▸ **What to produce**
Your answer must be every line of the data below that holds the string "with", copied exactly.
"""
PR #4644, opened 2020-12-31
Fix various nullability warnings

Evangelink:


sharwell (changes requested):
Marking request changes _only_ so I have more time to review... will follow up shortly

sharwell:
@Evangelink note that the current recommendation for enumerator implementations is to write nullability annotations under the condition that the enumerator is used correctly.

From https://github.com/dotnet/runtime/blob/aebd598664e7d931eee19eb1779c0ace5d1c3600/docs/coding-guidelines/api-guidelines/nullability.md:

> **DO NOT** be concerned with the validity of an enumerator's Current annotations when used before MoveNext has been called or after MoveNext has returned false. As with Dispose, such use is considered invalid, and we don't want to harm the correct consumption of Current by catering to incorrect consumption.

src/Utilities/Compiler/SmallDictionary.cs
```diff
@@ -541,7 +541,10 @@ public Enumerator(SmallDictionary<K, V> dict)
                     }
                 }
 
-                public K Current => _current.Key;
+                public K Current
+                    => _current is null
+                        ? throw new InvalidOperationException()
+                        : _current.Key;
```
sharwell, line 547: ❗ The previous code is the expected form. The result of the `Current` property is unspecified when does not follow a `MoveNext()` call that returned true.

This applies to all three cases from the PR.

src/Utilities/Compiler/SmallDictionary.cs
```diff
@@ -571,7 +574,7 @@ private void PushIfNotNull(AvlNode? child)
                 {
                     if (child != null)
                     {
-                        _stack.Push(child);
+                        _stack?.Push(child);
```
sharwell, line 577: 💡 Rather than use `?.`, you can move this to be a local function of the `MoveNext()` method, and the NRT analysis will see that it is only called when `_stack` is non-null.

This applies to all three cases from the PR.

sharwell (changes requested):

Evangelink:
Thanks for the guide, I wasn't aware of it. I will take care of the changes you suggested.

src/Utilities/Compiler/SmallDictionary.cs
Evangelink: If I revert this part I end up with a `CS8602` except if I do revert the nullability of the field in which case it's back to square 1 with `CS8618`.

src/Utilities/Compiler/SmallDictionary.cs
Evangelink: I have done the local function but with `struct` I can't access fields from local func so I had to pass it along.

src/Utilities/Compiler/SmallDictionary.cs
Evangelink: @sharwell What's your preference to fix the error on the property? Shall I just drop this PR?

mavasani:
@sharwell Can you please review latest version?
@Evangelink Can you please fix failures?

src/Utilities/Compiler/SmallDictionary.cs
sharwell: Either of the following is acceptable:

1. Make `_current` non-nullable, which is an accurate representation of its state after `MoveNext()` returns true
2. Return `_current!.Key`

sharwell:
The unresolved failures were due to an open question for me, which I have now answered. Sorry for the delay!

Evangelink:
@mavasani @sharwell I believe the PR is ready

Evangelink:
Ping @sharwell @mavasani

Evangelink:
@mavasani @sharwell are you still interesting in moving this PR forward?

Evangelink:
Ping again @mavasani @sharwell

Evangelink:
Ping @mavasani

mavasani (approved):

Evangelink:
Thank you @mavasani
"""
▸ **Answer to this task**
> **DO NOT** be concerned with the validity of an enumerator's Current annotations when used before MoveNext has been called or after MoveNext has returned false. As with Dispose, such use is considered invalid, and we don't want to harm the correct consumption of Current by catering to incorrect consumption.
Evangelink: If I revert this part I end up with a `CS8602` except if I do revert the nullability of the field in which case it's back to square 1 with `CS8618`.
Evangelink: I have done the local function but with `struct` I can't access fields from local func so I had to pass it along.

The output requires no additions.